PR #1251, opened 2026-06-29
fix: locator mobile test

k-gerner:
The test was hanging due to `searchLoading` being `undefined` and constantly re-triggering the `useEffect`. Added explicit false check to allow early exit

TEST=auto


jwartofsky-yext (dismissed):

packages/visual-editor/src/components/locator/LocatorWrapper.tsx
```diff
@@ -723,7 +723,7 @@ const LocatorInternal = ({
   }, [currentOffset, isMobile, searchActions, searchLoading]);
 
   React.useEffect(() => {
-    if (!isMobile || searchLoading) {
+    if (!isMobile || searchLoading !== false) {
```
mkilpatrick, line 732: It's used on 714 too. Should the setting of searchLoading set to false instead of undefined instead?

k-gerner: My understanding is that `undefined` for this field means we haven't searched yet. Updated the usage on 714

benlife5 (approved):

asanehisa (approved):

mkilpatrick (approved):

PR #1252, opened 2026-06-30
fix: local editor rtf editor improvements

benlife5:
I tried some more dialogs/editors but it always got more complicated than it was worth. Settled on the small improvements of loading the existing value and not clearing the field on Cancel.

https://github.com/user-attachments/assets/9c0c1280-179f-467d-af6a-15dfb0fc62ee


asanehisa (approved):

briantstephan (approved):
Huge improvement!

PR #1258, opened 2026-07-07
fix: favicons tags

benlife5:
1. We were injecting an empty favicon tag before the real favicon tag
2. The type was for .ico, but the system sends pngs

This seems to have caused Google to not display the favicon in Google results for some (but not all, not sure why) sites.


asanehisa (approved):

jhelenek (approved):
👍

briantstephan (approved):

PR #1260, opened 2026-07-07
feat: store local-editor api keys in local storage

briantstephan:
This stores the mapbox and nearby locations keys in local storage when using the local-editor so we don't need to re-enter them on reload.

Tested manually and confirmed that the keys persisted after restarting `npm run dev`.


asanehisa (approved):
nice!

jwartofsky-yext (approved):

PR #1261, opened 2026-07-07
fix: loosen item source mapping requirements for CTAs

jwartofsky-yext:
Allows itemSource to select a parent field without CTAs, even if the cards require a CTA, provided that there is a text field available.

This allows a user to user a constant value to map to the CTA instead of requiring a CTA field.

Impetus: https://yext.slack.com/archives/C02UVSE7P6W/p1783433102868479

This change would allow them to use their c_productReference linked field without having to add CTAs to the Products and link them in the pageset.

They can then set the CTAs to constant value and use text to populate the fields.


jwartofsky-yext:
I think just adding a tooltip is enough

This seems excessive IMO

PR #1262, opened 2026-07-09
feat: support analytics for custom code section

jhelenek:
This PR supports analytics for custom code section. It adds the Analytics track method to the window so that inner-components are able to reference it. Each analytics is registered by componentId so multiple custom code components can coexist without overwriting each other's handlers. 

TEST=manual
Created a dev-release with this change and set it up with a site. For that site's layout, create 3 separate custom code components, each with different analytic calls. Deployed changes and saw analytic events come in both on the network tab and in Snowflake.

Snowflake query:
`select * from prod_analytics2.public.analytics_events where original_business_id = 4146665 order by event_timestamp desc;`

Example Javascript used in custom code component:
```
function trackCustomClick(button) {
  button.textContent = "Clickedddddd";

  window.YextCustomCodeAnalytics.track({
    scope: "customCodeComponent",
    eventName: "Custom Button Clicked",
    action: "LINK",
    buttonText: "Track Click",
  });
}
```

Video: 
https://drive.google.com/file/d/1SVUUV4njl_fKxF-ZfO3aDrCqPrm3PgAx/view?usp=drive_link

### DIFF
--- a/packages/visual-editor/src/components/customCode/CustomCodeSection.tsx
+++ b/packages/visual-editor/src/components/customCode/CustomCodeSection.tsx
@@ -1,6 +1,6 @@
 import React from "react";
 import { CodeXml } from "lucide-react";
-import { AnalyticsScopeProvider, useAnalytics } from "@yext/pages-components";
+import { AnalyticsScopeProvider } from "@yext/pages-components";
 import { VisibilityWrapper } from "../atoms/visibilityWrapper.tsx";
 import { msg, pt } from "../../utils/i18n/platform.ts";
 import { useDocument } from "../../hooks/useDocument.tsx";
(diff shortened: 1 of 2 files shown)


packages/visual-editor/src/components/customCode/CustomCodeSection.tsx
```diff
@@ -9,6 +9,77 @@ import { resolveEmbeddedFieldsInString } from "../../utils/resolveYextEntityFiel
 import { processHandlebarsTemplate } from "./customCodeHandlebars.ts";
 import { YextComponentConfig, YextFields } from "../../fields/fields.ts";
 
+type AnalyticsTrackProps = Parameters<
```
asanehisa: I think `export type TrackProps` exists in pages-components if that is easier to use?

packages/visual-editor/src/components/customCode/CustomCodeSection.tsx
```diff
@@ -139,6 +256,12 @@ const CustomCodeSectionWrapper = ({
         ref={containerRef}
         dangerouslySetInnerHTML={{ __html: processedHtml }}
       />
+      <CustomCodeAnalyticsBridgeAndScriptRunner
```
mkilpatrick: Does it not work to simply add track to the window like this?

```
const pagesAnalytics = useAnalytics();
  useEffect(() => {
    (window as any).YextCustomCodeAnalytics.track = (request) => {
      pagesAnalytics?.track(request);
    };

    return () => {
      delete (window as any).YextCustomCodeAnalytics.track;
    };
  }, [pagesAnalytics]);
```

jhelenek: Wouldn't window.YextCustomCodeAnalytics.track get overwritten if we had multiple custom code components?

mkilpatrick: True. To avoid creating a separate instance per component you can probably add it in VisualEditorProvider which wraps everything and is used in every template.

jhelenek: if we move `const pagesAnalytics = useAnalytics();` into `VisualEditorProvider`, custom-code events would not automatically be tagged with the `customCodeSection` scope, right?

Example tree:
```
<AnalyticsProvider>
  <VisualEditorProvider>
    <AnalyticsScopeProvider name="customCodeSection">
      <CustomCodeSection />
    </AnalyticsScopeProvider>
  </VisualEditorProvider>
</AnalyticsProvider>
```

mkilpatrick: You can add <AnalyticsScopeProvider name="customCodeSection"> inside the CC component. I guess one issue is that they won't be uniquely named. Alternatively, scope could be a param to the exposed track call and we'd need to add it probably in the real call to track.

packages/visual-editor/src/components/customCode/CustomCodeSection.tsx
```diff
@@ -89,7 +160,72 @@ const EmptyCustomCodeSection = () => {
...
+{
+  const yextAnalytics = {
+    track: (eventName, data) =>
+      window.YextCustomCodeAnalytics.track(${JSON.stringify(componentId)}, eventName, data),
+  };
+
+${processedJavascript}
+}
+`;
+    containerRef.current.appendChild(script);
```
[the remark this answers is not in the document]
jhelenek: I believe this was a valid comment, but no longer applicable since implementation changed

packages/visual-editor/src/components/customCode/CustomCodeSection.tsx
jhelenek: I also saw that in pages-components, but when I asked the robots (since I'm unfamiliar with the code) they said it's not exported from the package root so I wasn't able to import it

packages/visual-editor/src/components/customCode/CustomCodeSection.tsx
jhelenek: Done!

packages/visual-editor/src/utils/VisualEditorProvider.tsx
```diff
@@ -30,12 +31,32 @@ type EditorProps = {
...
+const useBrowserLayoutEffect =
+  typeof window === "undefined" ? React.useEffect : React.useLayoutEffect;
+
 const VisualEditorProvider = <T extends Record<string, any>>({
   templateProps,
   entityFields,
   tailwindConfig,
   children,
 }: VisualEditorProviderProps<T>) => {
+  const pagesAnalytics = useAnalytics();
```
mkilpatrick, line 59: add empty line after

mkilpatrick (commented):
I was thinking how to make it easy to use but there's nothing that's going to work since it's raw JS (no TS) anyways. We'll have to rely on documentation.

packages/visual-editor/src/utils/VisualEditorProvider.tsx
jhelenek: Done!

asanehisa (approved):

mkilpatrick (approved):

PR #1263, opened 2026-07-09
fix: use Radix popover for ColorSelector

briantstephan:
This updates the ColorSelector to use the shared Radix popover instead of a custom solution. It fixes an issue where, if the color field was the last field in the props menu, the color picker would open below the visible area of the screen. Now it opens below the color preview if there is room, or above it if necessary.

This screenshot shows the color picker opening above the color preview because the field is at the bottom of the page:
Screenshot 2026-07-09 at 6 20 15 PM


asanehisa (approved):
nice!

mkilpatrick (approved):

PR #1265, opened 2026-07-15
chore: cleanup CTA contrast logic

jwartofsky-yext:
Cleans up the color contrast logic in CTAs so that explicit colors are not overwritten.

"Default" values will stil change to match the background, but if the user sets a CTA to an explicit color, that color will be respected.


packages/visual-editor/src/components/atoms/cta.test.tsx
```diff
@@ -61,10 +60,9 @@ describe("CTA default contrast", () => {
       }
     );
 
-    expect(screen.getByRole("button", { name: "Learn more" })).toHaveStyle({
```
asanehisa, line 64: any reason to change these?

packages/visual-editor/src/components/testing/screenshots/Grid/[desktop] version 74 - CTA Group custom colors on dark background.png
Comment (asanehisa) [inline packages/visual-editor/src/components/testing/screenshots/Grid/[desktop] version 74 - CTA Group custom colors on dark background.png:1]: these seem to have regressed

packages/visual-editor/src/components/atoms/cta.test.tsx
jwartofsky-yext: toHaveStyle comes from @testing-library/jest-dom which is not actually installed in the repo

packages/visual-editor/src/components/testing/screenshots/Grid/[desktop] version 74 - CTA Group custom colors on dark background.png
Comment (jwartofsky-yext) [reply packages/visual-editor/src/components/testing/screenshots/Grid/[desktop] version 74 - CTA Group custom colors on dark background.png:1]: that is because this third CTA is explicitly set to a color that does not contrast, so this case is working as expected

I have changed it to use a "default" value so that it will adapt for this test

mkilpatrick (approved):

packages/visual-editor/src/components/testing/screenshots/Grid/[desktop] version 74 - CTA Group custom colors on dark background.png
Comment (asanehisa) [reply packages/visual-editor/src/components/testing/screenshots/Grid/[desktop] version 74 - CTA Group custom colors on dark background.png:1]: I thought explicit colors aren't overwritten? it seems like it was overwritten by becoming white

Comment (jwartofsky-yext) [reply packages/visual-editor/src/components/testing/screenshots/Grid/[desktop] version 74 - CTA Group custom colors on dark background.png:1]: Talked offline

Explicit colors are now no longer overridden

They were overridden before, and the test was using that behavior. That is why I removed the "color" values from the test case, so it will use the fallback logic properly.

PR #1268, opened 2026-07-16
feat: use breadcrumbPrefix as slug for DM Root entities 

asanehisa:
Was able to test with some srv deployed [changes](https://gerrit.yext.com/c/alpha/+/340824) in us3dev and confirm it'll work. 

If there is a breadcrumb prefix, for DM Root Breadcrumbs, use that instead of `<prefix>/slug`


packages/visual-editor/src/utils/urls/resolveBreadcrumbsFromPathInfo.ts
```diff
@@ -47,9 +47,14 @@ export const resolveBreadcrumbsFromPathInfo = (
       continue;
     }
 
-    const normalizedSlug = normalizedPrefix
-      ? `${normalizedPrefix}/${directoryLevelSlug}`
-      : directoryLevelSlug;
+    // The breadcrumb prefix already represents the root directory, so avoid
+    // appending the root's own slug to it.
+    const isRootDirectory = parent.meta?.entityType?.id === "dm_root";
+    const normalizedSlug =
```
mkilpatrick: Not a fan of multi level ternaries

packages/visual-editor/src/utils/urls/resolveBreadcrumbsFromPathInfo.ts
```diff
@@ -47,9 +47,14 @@ export const resolveBreadcrumbsFromPathInfo = (
       continue;
     }
 
-    const normalizedSlug = normalizedPrefix
-      ? `${normalizedPrefix}/${directoryLevelSlug}`
-      : directoryLevelSlug;
+    // The breadcrumb prefix already represents the root directory, so avoid
```
mkilpatrick, line 52: At this point we should just do it all in VE instead of half and half and require version checking. That means you need to update resolveUrlFromPathInfo, but unfortunately I don't see pageset info about the dir coming through. The only thing now that could maybe work is document.meta.entityType.id == 'dm_root'. I'm surprised the page group dir config isn't already set, but that could be something we pass to key off of that instead.

asanehisa: We'll still need half and half with version checking as the "View Live Page" button is populated in alpha in gocode/src/yext/publish/yextsites/storm/js/visualeditor/utils/resolveUrlTemplateForEntity.ts

mkilpatrick: So that means still gating on the version?

asanehisa: Yes. But I can either do this current PR with https://gerrit.yext.com/c/alpha/+/340824's changes or change `resolveUrlFromPathInfo` in visual-editor as well as `gocode/src/yext/publish/yextsites/storm/js/visualeditor/utils/resolveUrlTemplateForEntity.ts` in alpha

Plus gating in either option

mkilpatrick: I guess there's no ideal solution then. I'll leave it to you to decide what you think is best. What I care about most is trying to keep any specialized logic in one place as much as possible instead of having half in VE and half in alpha, and the two need to align. I know that's not 100% possible because of how it is and we need to gate, but think about a future where everyone is on the latest or newer version that would allow to clean up some legacy code. At that point can it all be contained to one place?

asanehisa: I think Option 1 does feel the "best" to me in terms of use editing the `urlTemplatePrimary` in alpha used in other places. Will be going forward with that! 

This PR won't need any changes

benlife5 (approved):

jwartofsky-yext:
> Was able to test with some srv deployed changes in us3dev and confirm it'll work.

Can you add more details that explain this PR?

If there is a breadcrumb prefix form pathInfo.breadcrumbPrefix, we now use that for the DM slugs?

A jam or just a list of bullets explaining the testing flow would be helpful

mkilpatrick (approved):

PR #1277, opened 2026-07-28
chore: set js-yaml override to avoid vulnerability

briantstephan:
This avoids the following vulnerability:

https://nvd.nist.gov/vuln/detail/CVE-2026-59869

### DIFF
--- a/package.json
+++ b/package.json
@@ -60,7 +60,8 @@
   "pnpm": {
     "overrides": {
       "happy-dom": "20.8.8",
-      "esbuild": "0.28.1"
+      "esbuild": "0.28.1",
+      "js-yaml": "4.3.0"
     },
     "peerDependencyRules": {
       "allowedVersions": {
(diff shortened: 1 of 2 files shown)


package.json
```diff
@@ -60,7 +60,8 @@
   "pnpm": {
     "overrides": {
       "happy-dom": "20.8.8",
-      "esbuild": "0.28.1"
+      "esbuild": "0.28.1",
+      "js-yaml": "4.3.0"
```
asanehisa, line 64: ah do we have to do it via this rather than direct upgrades of other packages?

briantstephan: I think this is the safest way. The dependency is coming from generate-license-file -> cosmicconfig -> js-yaml, but upgrading to the latest version of generate-license-file (4.2.1) gives us cosmiconfig@^9.0.0; the latest cosmiconfig is 9.0.2 permits js-yaml@^4.1.0, which still doesn't guarantee that we get 4.3.0.

benlife5 (approved):

mkilpatrick (approved):

asanehisa (approved):

PR #1280, opened 2026-07-31
feat: add image fill prop

nanhu95:
Add a prop for component images to size
the image to either "fill" or "fit".

https://github.com/user-attachments/assets/48f84ec7-d85d-4547-b81c-a2e501836eaf


packages/visual-editor/src/components/atoms/image.test.tsx
benlife5, line 1: These components were written pre-heavy use of Codex and so we haven't really set a post-Codex testing strategy. I have mixed feelings on whether tests like this are useful -- more coverage is good, but also they tend to be a lot of test code for testing small functionality & are prone to constant changes. So, I'd tend to say that we shouldn't commit tests like this and keep relying on the screenshot tests, but I'm open to other opinions

packages/visual-editor/src/components/migrations/migrationRegistry.ts
benlife5, line 1: Just a note bc this is fairly common - both your PR and my PR has a new migration, so whoever merges second will need to merge main and renumber the migration

packages/visual-editor/src/components/pageSections/PhotoGallerySection/PhotoGalleryWrapper.tsx
```diff
@@ -85,6 +86,12 @@ export interface PhotoGalleryWrapperProps {
   };
 }
 
+const photoGalleryImageStylingFields = {
```
benlife5: nit - just put this object inline on 117

packages/visual-editor/src/types/images.ts
```diff
@@ -1,6 +1,8 @@
 import { ImageType } from "@yext/pages-components";
 import { TranslatableString } from "./types.ts";
 
+export type ImageFillType = "fill" | "fit";
```
benlife5, line 5: Add a brief tsdoc

packages/visual-editor/src/utils/migrate.test.ts
```diff
@@ -7,6 +7,10 @@ import { mainContentWrapperMigration } from "../components/migrations/0073_main_
 import { normalizeFooterLogoImageMigration } from "../components/migrations/0075_normalize_footer_logo_image.ts";
 import { slotMappedCardsMigration } from "../components/migrations/0076_slot_mapped_cards.ts";
 import { removeMapboxApiKeyPropsMigration } from "../components/migrations/0078_remove_mapbox_api_key_props.ts";
+import { imageFillTypeMigration } from "../components/migrations/0079_image_fill_type.ts";
+import { ProductCard } from "../components/pageSections/ProductSection/ProductCard.tsx";
+import { ImageWrapper } from "../components/contentBlocks/image/Image.tsx";
```
benlife5: Don't import the components here -- if there's future changes, they will drift. I don't think migrate actually needs the components for this sort of test

packages/visual-editor/src/components/atoms/image.test.tsx
jwartofsky-yext: Agreed with this

For the other components we generally don't have tests like this

packages/visual-editor/src/components/contentBlocks/image/styling.test.ts
```diff
@@ -0,0 +1,24 @@
+import { describe, expect, it } from "vitest";
```
jwartofsky-yext: I don't think this test is super necessary

Can remove it

packages/visual-editor/src/components/atoms/image.test.tsx
nanhu95: Noted, and thanks for calling it out. Will delete.

packages/visual-editor/src/components/contentBlocks/image/styling.test.ts
nanhu95: Done

benlife5 (approved):

jwartofsky-yext (approved):

PR #551, opened 2025-04-05
Fix code lens snforge command for modules

piotmag769:


src/ide/code_lens/tests.rs
```diff
@@ -167,16 +188,12 @@ impl TestRunner {
...
             },
-            Self::CairoTest if available_runners.cairo_test => {
-                Some(format!("scarb cairo-test --filter {test_path}"))
-            }
-            Self::Snforge if available_runners.snforge => {
-                Some(format!("snforge test {test_path} --exact"))
-            }
+            Self::CairoTest if available_runners.cairo_test => Some(test_path.cairo_test_command()),
+            Self::Snforge if available_runners.snforge => Some(test_path.snforge_command()),
             Self::Custom => Some(custom_command.replace("{{TEST_PATH}}", test_path.as_ref())),
```
Draggu, line 197: If there is a need for commands to know if this is module or function we should provide this data to custom command as well. Form of this can be discussed and implemented in another PR though.

Draggu (approved):

src/ide/code_lens/tests.rs
Arcticae: What's the use case right now though?

Arcticae (approved):

src/ide/code_lens/tests.rs
piotmag769: So we know when to pass `--exact`, but it's not a big deal

Draggu: If you want to add extra args to snforge you have to use custom command, there is a need to know if it was module or function so you can apply `--exact` which is making compile optimizations

piotmag769:
Waiting for scarb dev so I can fix tests

Issue #170, opened 2025-01-13
Finding references and rename for impl methods does not traverse usages via trait


mkaput:
Tagged with `FIXME(#170)`

```cairo
#[derive(Drop)]
struct Foo {}

trait FooTrait {
    fn area(self: @Foo) -> u64;
}

impl FooImpl of FooTrait {
    fn are<caret>a(self: @Foo) -> u64 { 0 }
}

fn main() {
    let foo = Foo {};
    let x = foo.area();
}
```

This does not return `foo.<sel>area</sel>()`. It also should pick up `area` in `FooTrait` definition (to be discussed - would also affect goto).

Note that the expected outcome is to find all references to **this implementation method**. This means that if `FooTrait` would also be implemented for another struct, `Bar`, the usage `bar.area()` would not be picked up because it's not routed through `FooImpl`.

The same applies for alternative implementations of a same trait for same struct (say, `FooImplBis`).

Also when caret is on 

```cairo
trait FooTrait {
    fn a<caret>rea(self: @Foo) -> u64;
}
```

area inside `FooImpl` should be detected as definition/usage as well in this context.

mkaput:
1. Goto definition: go from impl def to trait def
2. Find references:
    1. on impl def: find concrete references, or if user wants to, they can goto trait def and from that find all references
    2. on usage: find concrete references
4. Rename: rename all

mkaput:
The same applies to associated items such as consts

PR #570, opened 2025-04-09
Support goto definition for trait impl items

Arcticae:
Related: [#170](https://github.com/software-mansion/cairols/issues/170)


tests/e2e/goto_definition/consts.rs
```diff
@@ -39,21 +39,6 @@ fn associated_const_via_trait_declaration() {
...
-    struct Triangle {}
-    impl TriangleShape of Shape<Triangle> { const SIDE<caret>S: u32 = 3; }
-    "#, @r"
-    trait Shape<T> { const SIDES: u32; }
-    struct Triangle {}
-    impl TriangleShape of Shape<Triangle> { const <sel>SIDES</sel>: u32 = 3; }
-    ");
-}
-
-// FIXME: https://github.com/software-mansion/cairols/issues/405
```
Arcticae, line 55: This turns out that it was fine overall xD

tests/e2e/goto_definition/consts.rs
```diff
@@ -39,21 +39,6 @@ fn associated_const_via_trait_declaration() {
     "#, @"trait Shape<T> { const <sel>SIDES</sel>: u32; }");
 }
 
-#[test]
-fn associated_const_via_impl_definition() {
```
Arcticae, line 43: This was moved to `impl.rs`

tests/e2e/goto_definition/traits.rs
```diff
@@ -53,27 +53,6 @@ fn full_path_trait_name_in_expr() {
     ")
 }
 
-#[test]
-fn method_in_impl() {
```
Arcticae, line 57: moved to `impls.rs`

src/lang/defs/finder.rs
```diff
@@ -47,10 +47,66 @@ pub fn find_definition(
...
+        .intern(db);
+        let trait_id = db.impl_def_concrete_trait(long_id).ok()?.trait_id(db);
+
+        if let Some(function) =
+            identifier.as_syntax_node().ancestor_of_type::<ast::FunctionDeclaration>(db)
+        {
+            // We don't want this to look for the trait definition on parameters themselves
+            if identifier.as_syntax_node().ancestor_of_type::<ast::ParamList>(db).is_some() {
+                return None;
+            }
```
Arcticae, line 74: idk if this is acceptable but i think it's what we want?

integraledelebesgue: Is this a situation like:
```cairo
impl [...] {
    fn foo(x<caret>: felt252) {}
}
```
?

If yes, we should indeed return `None`. Generic parameters are the analogical case, we want to skip them too. I think we could simply check if the `ast::FunctionDeclaration` is the **direct** parent of the identifier instead of using `ancestor_of_kind`

Draggu (approved):

src/lang/defs/finder.rs
```diff
@@ -47,10 +47,66 @@ pub fn find_definition(
...
         .or_else(|| lookup_resolved_items(db, identifier, lookup_items))
         .or_else(|| lookup_item_name(db, identifier, lookup_items))
 }
 
+/// Resolve elements of `impl`s to trait definitions.
+fn try_impl_items(
+    db: &AnalysisDatabase,
+    identifier: &ast::TerminalIdentifier,
+) -> Option<ResolvedItem> {
+    if let Some(item_impl) = &identifier.as_syntax_node().ancestor_of_type::<ast::ItemImpl>(db) {
```
integraledelebesgue, line 60: I think it would be more readable since it has one lower level of nesting:
```suggestion
    let Some(item_impl) = &identifier.as_syntax_node().ancestor_of_type::<ast::ItemImpl>(db) else {
        return None;
    }
    
    // [...]  whole function code
```

piotmag769 (approved):

piotmag769 (approved):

• **Task instructions**
Wherever the word "Shape" appears in the listing above, copy that line.

• **Answer to the exercise**
-    impl TriangleShape of Shape<Triangle> { const SIDE<caret>S: u32 = 3; }
-    trait Shape<T> { const SIDES: u32; }
-    impl TriangleShape of Shape<Triangle> { const <sel>SIDES</sel>: u32 = 3; }
     "#, @"trait Shape<T> { const <sel>SIDES</sel>: u32; }");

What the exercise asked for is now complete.